Interpretation of "pseudo-diagonalisation"

[jk22]

I wanted to know what the usage of the following could be :

Let $A\in M_{n\times n}(K)$ a matrix over the field K.

Suppose we look for $x,\lambda\in M_{n\times 1}(K)$ such that

$$Ax=(\lambda_i x_i)$$

Hence instead of having a global eigenvalue we would have local ones.

I know the characteristic polynomial gives a relationship between the components of $\lambda$.What results are known about this problem, and can they have interpretations like quantum mechanics has with usual diagonalisation ?

 

[FactChecker]

It seems that this would hold for some $\lambda$ for any $x$ with all non-zero elements.

 

[jk22]

$$\exists x\neq 0$$

 

[FactChecker]

$\lambda_i = [Ax]_i/x_i$ will always work as long as $x_i \ne 0 \forall i$. Allowing different values for the $\lambda_i$ makes this property too easy to be significant.

 

[jk22]

So what if the condition that the $\lambda$ shall be independent of the $x$ were added ?

 

[Infrared]

If the $\lambda_i$ are given, define $\Lambda$ to be the diagonal matrix with the $\lambda_i$ on the diagonal.
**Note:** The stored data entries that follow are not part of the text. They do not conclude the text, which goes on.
PR #519, opened 2024-10-03
docs: DLT-2002 fix remaining modal scrollbar issues

braddialpad:
# docs: DLT-2002 fix remaining modal scrollbar issues

Obligatory GIF

- [x] Documentation

## :book: Jira Ticket

https://dialpad.atlassian.net/browse/DLT-2002

## :book: Description

- Fixed modal example component to use vue component instead of pure HTML/CSS
- Fixed modal component not removing the scrollbar on open
- Fixed algolia search not removing the scrollbar on open
- Moved rootScrolling functions to common so any package can use them.
- Added functionality to rootScrolling functions to support shadowDom

## :bulb: Context

Modal components were no longer correctly hiding the scrollbar since we implemented the dt-scrollbar

## :pencil: Checklist

For all PRs:

For all Vue changes:

## :link: Sources

https://kingsora.github.io/OverlayScrollbars/

### DIFF
--- a/apps/dialtone-documentation/docs/.vuepress/exampleComponents/ExampleModal.vue
+++ b/apps/dialtone-documentation/docs/.vuepress/exampleComponents/ExampleModal.vue
@@ -7,7 +7,7 @@
     :banner-kind="bannerKind"
     :fixed-header-footer="fixedHeaderFooter"
     :size="size"
-    :copy="modalDescription"
+    :copy="copy"
     @update:show="isOpen = $event"
   >
     <template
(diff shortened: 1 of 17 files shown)


apps/dialtone-documentation/docs/.vuepress/exampleComponents/ExampleModal.vue
```diff
@@ -1,224 +1,84 @@
...
-    @keydown.esc="closeModal"
+  <dt-modal
+    title="Example title"
+    :close-button-props="{ ariaLabel: 'Close modal' }"
+    :show="isOpen"
+    :banner-title="bannerTitle"
+    :banner-kind="bannerKind"
+    :fixed-header-footer="fixedHeaderFooter"
+    :size="size"
+    :copy="modalDescription"
```
ninamarina: Previously, in the case where "fixedHeaderFooter" prop was true, we had the copy repeated to show that the header and footer are fixed and only the content is scrollable. I think we should keep that.

braddialpad: ah yeah good catch, I'll add that back.

ninamarina:
I can still scroll while the algolia search modal is open:

algolia-scroll

apps/dialtone-documentation/docs/.vuepress/exampleComponents/ExampleModal.vue
braddialpad: This one is fixed

braddialpad:
> I can still scroll while the algolia search modal is open:

Well... This was actually pretty hard to make work. I could trigger the scrollbar disable when clicking the search button easily, but because the dialog is completely controlled by algolia and they don't appear to trigger any capturable close event it was quite difficult to enable the scrollbar again when closed.

I ended up using what I think is a pretty clever hack using focusout events on that dialog window to determine when it is closed (relatedEvent === null). Have a look, let me know what you think.

ninamarina:
> > I can still scroll while the algolia search modal is open:
> 
> Well... This was actually pretty hard to make work. I could trigger the scrollbar disable when clicking the search button easily, but because the dialog is completely controlled by algolia and they don't appear to trigger any capturable close event it was quite difficult to enable the scrollbar again when closed.
> 
> I ended up using what I think is a pretty clever hack using focusout events on that dialog window to determine when it is closed (relatedEvent === null). Have a look, let me know what you think.

It works much better now, the only detail is that when changing tabs or focusing another app and going back to the site the scroll would now be enabled, I don't think it's serious anyway since it's an edge case.
The other problem that I found is that the sidebar is cropped so it's not visible if the search is open in the bottom of the page:

image

braddialpad:
> he only detail is that when changing tabs or focusing another app and going back to the site the scroll would now be enabled, I don't think it's serious anyway since it's an edge case.
> The other problem that I found is that the sidebar is cropped so it's not visible if the search is open in the bottom of the page:

Hmm. yeah this is a bit janky I'll see if I can improve it.

braddialpad:
Alright, changed it to use a mutation observer instead. Should work much more reliably now.

ninamarina (approved):
Nice, works as expected now

PR #520, opened 2024-10-03
fix: DLT-1548 fix opacity classes selectors

juliodialpad:
# Fix: :hover, :focus, :focus-visible selectors on semantic colors

Obligatory GIF

- [x] Fix

## :book: Jira Ticket

https://dialpad.atlassian.net/browse/DLT-1548

## :book: Description

- Fix semantic colors generation so they can handle opacity changes through selectors.
- Fixed HSL color extraction process, found an issue were all the HSLA colors were always 100% opacity.
- Added `--dt-color-${name}-a` to generated individual HSL color variables
- Migrated a deprecated class `d-fc-error` -> `d-fc-critical`
- Updated Font colors documentation, it was showing pretty outdated colors.
- Removed found references to `d:d-*` prefix which was related to some old dark-theme implementation that no longer works.
- General cleanup

## :bulb: Context

- It wasn't possible to change the opacity of semantic colors
- Semantic colors weren't including 

## :pencil: Checklist

For all PRs:

For all CSS changes:

## :crystal_ball: Next Steps

- Migrate `d-fc-error` -> `d-fc-critical` on Dialpad and Dialpad meetings

## :link: Sources

https://colorjs.io/


apps/dialtone-documentation/docs/utilities/typography/font-color.md
```diff
@@ -32,7 +32,7 @@ Use `d-fc-{color}` to change an element's text color.
 
 ## Changing opacity
 
-Use `d-fco{n}` to change an element's text color opacity. You can also change font color opacity on `:hover`, `:focus`, `:focus-visible`, or in dark mode by using the respective `h:d-fco{n}`, `f:d-fco{n}`, `fv:d-fco{n}`, or `d:d-fco{n}` prefixes.
+Use `d-fco{n}` to change an element's text color opacity. You can also change font color opacity on `:hover`, `:focus`, `:focus-visible`, or in dark mode by using the respective `h:d-fco{n}`, `f:d-fco{n}`, `fv:d-fco{n}` prefixes.
```
braddialpad: Remove  "or in dark mode"

apps/dialtone-documentation/docs/utilities/typography/text-opacity.md
```diff
@@ -6,7 +6,7 @@ The ability to control an element's color is <em>only</em> provided as a class.
 
 ## Usage
 
-Use `d-fco{n}` to change a font-color's opacity. You can also change font-color's opacity on `:hover`, `:focus`, `:focus-visible`, or in dark mode by using the respective `h:d-fco{n}`, `f:d-fco{n}`, `fv:d-fco{n}`, or `d:d-fco{n}` prefixes.
+Use `d-fco{n}` to change a font-color's opacity. You can also change font-color's opacity on `:hover`, `:focus`, `:focus-visible`, or in dark mode by using the respective `h:d-fco{n}`, `f:d-fco{n}`, `fv:d-fco{n}` prefixes.
```
braddialpad: Remove "or in dark mode"

packages/dialtone-css/lib/build/less/utilities/colors.less
```diff
@@ -13,110 +13,17 @@
...
-.d-fc-success-strong { color: var(--dt-color-foreground-success-strong) !important; }
-.d-fc-success-strong-inverted { color: var(--dt-color-foreground-success-strong-inverted) !important; }
-.d-fc-warning { color: var(--dt-color-foreground-warning) !important; }
-.d-fc-warning-inverted { color: var(--dt-color-foreground-warning-inverted) !important; }
-.d-fc-error { color: var(--dt-color-foreground-critical) !important; }
-.d-fc-error-strong { color: var(--dt-color-foreground-critical-strong) !important; }
-.d-fc-critical { color: var(--dt-color-foreground-critical) !important; }
-.d-fc-critical-inverted { color: var(--dt-color-foreground-critical-inverted) !important; }
-.d-fc-critical-strong { color: var(--dt-color-foreground-critical-strong) !important; }
-.d-fc-critical-strong-inverted { color: var(--dt-color-foreground-critical-strong-inverted) !important; }
```
braddialpad, line 39: Should we have just kept them here instead of generating with postcss?

example:
```
.d-fc-primary { 
  color: hsl(var(--dt-color-foreground-primary-h) var(--dt-color-foreground-primary-s) var(--dt-color-foreground-primary-l) / var(--fco, var(--dt-color-foreground-primary-a))) !important; 
}
```

On the one hand, doing them in postcss is more automated, on the the other hand, it is much harder to understand what's going on... Generally we use the pattern that all util classes are defined in the less files and then postcss is used to generate hover/focus variants. It's kind of weird to not do that just in this one case for color. What do you think?

francisrupert:
The semantic CSS Utilities don't seem to work, the `--fco`/`--bgo`/`--bco` are not defined. Though it is working for base colors.

image

francisrupert:
This has all been purely about CSS Utilities, though the same must work for the CSS Variables too. I suppose the below might have some non-trivial Style Dictionary adjustments.

I [updated my CodePen](https://codepen.io/francisrupert/pen/rNEooEo?editors=1100) to reflect enabling this feature in both CSS Utilities and CSS Variables. 

Bottom line for CSS Variables: instead of...
```
--dt-color-black-900: #000000;
...
--dt-color-foreground-primary: var(--dt-color-black-900);
```

...it would be...

```
...
--dt-color-black-900: hsl(var(--dt-color-black-900-hsl) / var(--fco));
...
--dt-color-foreground-primary: hsl(var(--dt-color-foreground-primary-hsl) / var(--fco));
```

The above isn't comprehensive, though I *think* that's correct. Refer to my [CodePen](https://codepen.io/francisrupert/pen/rNEooEo?editors=1100) for the general pattern I think we're aiming for. The CodePen doesn't have Base colors, but same pattern probably applies.

francisrupert:
Hmm, just had a thought... we're supposed to be retaining the references, so maybe this is more accurate...

```css
  --dt-color-foreground-primary-h: var(--dt-color-black-900-h); // retain reference
  --dt-color-foreground-primary-s: var(--dt-color-black-900-s); // retain reference
  --dt-color-foreground-primary-l: var(--dt-color-black-900-l); // retain reference
  --dt-color-foreground-primary-hsl: var(--dt-color-foreground-primary-h) var(--dt-color-foreground-primary-s) var(--dt-color-foreground-primary-l);
  --dt-color-foreground-primary-hsla: hsl(var(--dt-color-foreground-primary-hsl) / var(--fco));
  --dt-color-foreground-primary: hsl(var(--dt-color-foreground-primary-hsl) / var(--fco));
```
I'm not making your life easy am I.

packages/dialtone-css/lib/build/less/utilities/colors.less
juliodialpad: In fact, we were already generating most color utility classes on PostCSS, we were missing the semantic `font-color`, `border-color` and `background-color` utility classes.

We can move all of them to either LESS or PostCSS but I completely agree, having them on PostCSS is more automated but pretty obscure.

Having them in LESS is way easier to find and fix something that is broken.

We're already generating all this utility classes.

Screenshot 2024-10-03 at 10 01 14 p m

Certainly we don't want to come back to what we had years ago, maybe we just need to add some documentation to make it easier to find what we're generating on PostCSS and what on LESS.

juliodialpad:
> The semantic CSS Utilities don't seem to work, the `--fco`/`--bgo`/`--bco` are not defined. Though it is working for base colors.
> 
> image

Forgot to add the alpha value to tokens that were already referencing a variable.

juliodialpad:
> This has all been purely about CSS Utilities, though the same must work for the CSS Variables too. I suppose the below might have some non-trivial Style Dictionary adjustments.
> 
> I [updated my CodePen](https://codepen.io/francisrupert/pen/rNEooEo?editors=1100) to reflect enabling this feature in both CSS Utilities and CSS Variables.
> 
> Bottom line for CSS Variables: instead of...
> 
> ```
> --dt-color-black-900: #000000;
> ...
> --dt-color-foreground-primary: var(--dt-color-black-900);
> ```
> 
> ...it would be...
> 
> ```
> ...
> --dt-color-black-900: hsl(var(--dt-color-black-900-hsl) / var(--fco));
> ...
> --dt-color-foreground-primary: hsl(var(--dt-color-foreground-primary-hsl) / var(--fco));
> ```
> 
> The above isn't comprehensive, though I _think_ that's correct. Refer to my [CodePen](https://codepen.io/francisrupert/pen/rNEooEo?editors=1100) for the general pattern I think we're aiming for. The CodePen doesn't have Base colors, but same pattern probably applies.

I think what you want to achieve is easily achievable through `--dt-color-black-900-hsla` CSS Variable and overriding the `--alpha`

Screenshot 2024-10-03 at 10 12 59 p m

You shouldn't really use `--fco` CSS var on a base token because that token is not specific for `font color` I think `--alpha` is more generic, and that's what we're currently using.

juliodialpad:
> Hmm, just had a thought... we're supposed to be retaining the references, so maybe this is more accurate...
> 
> ```css
>   --dt-color-foreground-primary-h: var(--dt-color-black-900-h); // retain reference
>   --dt-color-foreground-primary-s: var(--dt-color-black-900-s); // retain reference
>   --dt-color-foreground-primary-l: var(--dt-color-black-900-l); // retain reference
>   --dt-color-foreground-primary-hsl: var(--dt-color-foreground-primary-h) var(--dt-color-foreground-primary-s) var(--dt-color-foreground-primary-l);
>   --dt-color-foreground-primary-hsla: hsl(var(--dt-color-foreground-primary-hsl) / var(--fco));
>   --dt-color-foreground-primary: hsl(var(--dt-color-foreground-primary-hsl) / var(--fco));
> ```
> 
> I'm not making your life easy am I.

References are retained correctly, the only change you need to make for this tokens to be able to change "opacity" is setting `--alpha` and using `*-hsla` variable.

Screenshot 2024-10-03 at 10 18 53 p m

braddialpad:
> You shouldn't really use `--fco` CSS var on a base token because that token is not specific for `font color` I think `--alpha` is more generic, and that's what we're currently using.

Does this mean `--fco/--bgo/--bco` aren't used anymore there's just one generic `--alpha`?

braddialpad:
> Does this mean `--fco/--bgo/--bco` aren't used anymore there's just one generic `--alpha`?

I see there is `--fco` etc still in the code, so I guess `--alpha` is used for tokens while `--fco` is used for util classes.

braddialpad (approved):
These changes seem reasonable to me.

francisrupert:
> References are retained correctly, the only change you need to make for this tokens to be able to change "opacity" is setting `--alpha` and using `*-hsla` variable.

The case I'm thinking of is using **just** the `d-fco##`/`d-bgo##`/`d-bco##` utilities on something that may or may not be using a corresponding `.d-fc-{color}`/`.d-bgc-{color}`/`.d-fc-{color}`/ CSS Utility. For example...

```html
<div class="thing d-bgc50">
  asdf
</div>
```

The expectation there is that the background color would be 50% opacity of whatever background color was applied in `.thing`'s CSS (e.g. `bgc: var(--dt-color-surface-contrast`).

juliodialpad:
> > References are retained correctly, the only change you need to make for this tokens to be able to change "opacity" is setting `--alpha` and using `*-hsla` variable.
> 
> The case I'm thinking of is using **just** the `d-fco##`/`d-bgo##`/`d-bco##` utilities on something that may or may not be using a corresponding `.d-fc-{color}`/`.d-bgc-{color}`/`.d-fc-{color}`/ CSS Utility. For example...
> 
> ```
> <div class="thing d-bgc50">
>   asdf
> </div>
> ```
> 
> The expectation there is that the background color would be 50% opacity of whatever background color was applied in `.thing`'s CSS (e.g. `bgc: var(--dt-color-surface-contrast`).

In that case we could set `--alpha` value to. `.d-bgc50` utility class. BUT that's a pretty weird case IMO I know there's someone out there that might end up doing this, but that's not the right way to do it.

They should do:

```html
<div class="thing">
  asdf
</div>
```

```css
.thing {
  --alpha: 50%;
  background-color: var(--dt-color-surface-contrast-hsla);
}
```

francisrupert:
> They should do:
> 
> ```
> <div class="thing">
>   asdf
> </div>
> ```
> 
> ```css
> .thing {
>   --alpha: 50%;
>   background-color: var(--dt-color-surface-contrast-hsla);
> }
> ```

That works for when one is in a position to author CSS for `.thing`. I'm thinking of a situation I can see occurring when someone wants to use a CSS Utility to change the opacity of a style property that is already declared in CSS, and they're not in a position to author CSS. Example...

```html
<dt-notice kind="info" class="d-bgo50">
  ...
</dt-notice>
```

That background-color is already set in the CSS (light blue). Without authoring custom CSS, they just want to tweak its background opacity with a CSS Utility `class="d-bgo50"`.

That's how it currently works on this branch's deploy preview for...
```html
<div class="d-bgc-secondary d-bgo50">
  ...
</div>
```

In principle `.d-bgc-secondary` is the same as `.thing`.

Seems we can do the same for whenever a CSS file has a `background-color`/`border-color`, or (foreground) `color` in `.thing {}`.

braddialpad:
> ```
> <dt-notice kind="info" class="d-bgo50">
>   ...
> </dt-notice>
> ``` 
>   
> That background-color is already set in the CSS (light blue). Without authoring custom CSS, they just want to tweak its background opacity with a CSS Utility class="d-bgo50".

It's true it won't work for this edge case.

@juliodialpad It's possible to have multiple fallbacks in css vars.. Maybe we could do something like:

```
--dt-color-foreground-primary: hsl(var(--dt-color-foreground-primary-hsl) / var(--fco, var(--alpha, ${alpha}%)));
```

juliodialpad:
> <dt-notice kind="info" class="d-bgo50">
>   ...
> </dt-notice>

We have multiple problems to make that work, I don't think this is an easy task to acomplish, we'll need to make a lot of changes on how we get the tokens from Figma and how we process them on dialtone-tokens to make it work.

1. While generating `hsla` variables on `dialtone-generators.cjs`, we're not really taking into account what's a `foreground`, `surface`, `border`, etc. color to set the corresponding `--fco`, `--bgo` or `--bco` property, that's why we're using a more generic `--alpha` variable.

2. The tokens are being declared on `:root` so the `--alpha` variable would be undeclared even if we add that to the `.d-bgo10` utility class.

With the example you provided.

- The background color is: `--notice-color-background: var(--dt-color-surface-info);` -> `--dt-color-surface-info: var(--dt-color-blue-100);` -> `--dt-color-blue-100: #EAF2FA;` which is not even a hsla color that supports transparency. (We'll need to change all the base colors to use HSL instead of HEX values)

Screenshot 2024-10-07 at 1 20 37 p m

Changing the background color to use `*-hsla` variable:
- The background color is: `--notice-color-background: var(--dt-color-surface-info-hsla);` -> `--dt-color-surface-info-hsla: var(--dt-color-blue-100-hsla);` -> `--dt-color-blue-100-hsla: hsl(var(--dt-color-blue-100-h) var(--dt-color-blue-100-s) var(--dt-color-blue-100-l) / var(--alpha, 100%));`

Screenshot 2024-10-07 at 1 19 46 p m

Screenshot 2024-10-07 at 1 25 35 p m

----

To accomplish what you want to do, we need to change every component to use the HSL tokens and take the corresponding opacity css var like so:

- Before
image

- After
Screenshot 2024-10-07 at 1 36 02 p m

We also should remove the `var(--alpha, %100)` from every token, it doesn't really work.

braddialpad:
> That works for when one is in a position to author CSS for `.thing`. I'm thinking of a situation I can see occurring when someone wants to use a CSS Utility to change the opacity of a style property that is already declared in CSS, and they're not in a position to author CSS. Example...
> 
> ```
> <dt-notice kind="info" class="d-bgo50">
>   ...
> </dt-notice>
> ```

@francisrupert as Julio has illustrated this is a really really big change that I don't think is necessary. I think if a developer wants to do the above, they simply have to set the background color via utility class along with the opacity. That should be sufficient right?

```
<dt-notice kind="info" class="d-bgc-secondary d-bgo50">
```

francisrupert (approved):
Cool, thanks for the very aggressive attempt at it, and definitely recognize the massive shift it would require to accomplish what I aimed for in my [codepen](https://codepen.io/francisrupert/pen/rNEooEo?editors=1100). The updates you've accomplished here go far beyond [DLT-1548](https://dialpad.atlassian.net/browse/DLT-1548). Thanks!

Then your equation is equivalent to $Ax=\Lambda x.$ Another way of saying this is that $x$ is in the nullspace of $A-\Lambda$.

Note that if all of the $\lambda_i=\lambda$ are equal then your question is the same as finding the $\lambda$-eigenspace of $A$. This agrees with the above because the $\lambda$-eigenspace of a matrix $A$ is the nullspace of $A-\lambda I$, and $\Lambda=\lambda I$ in this case.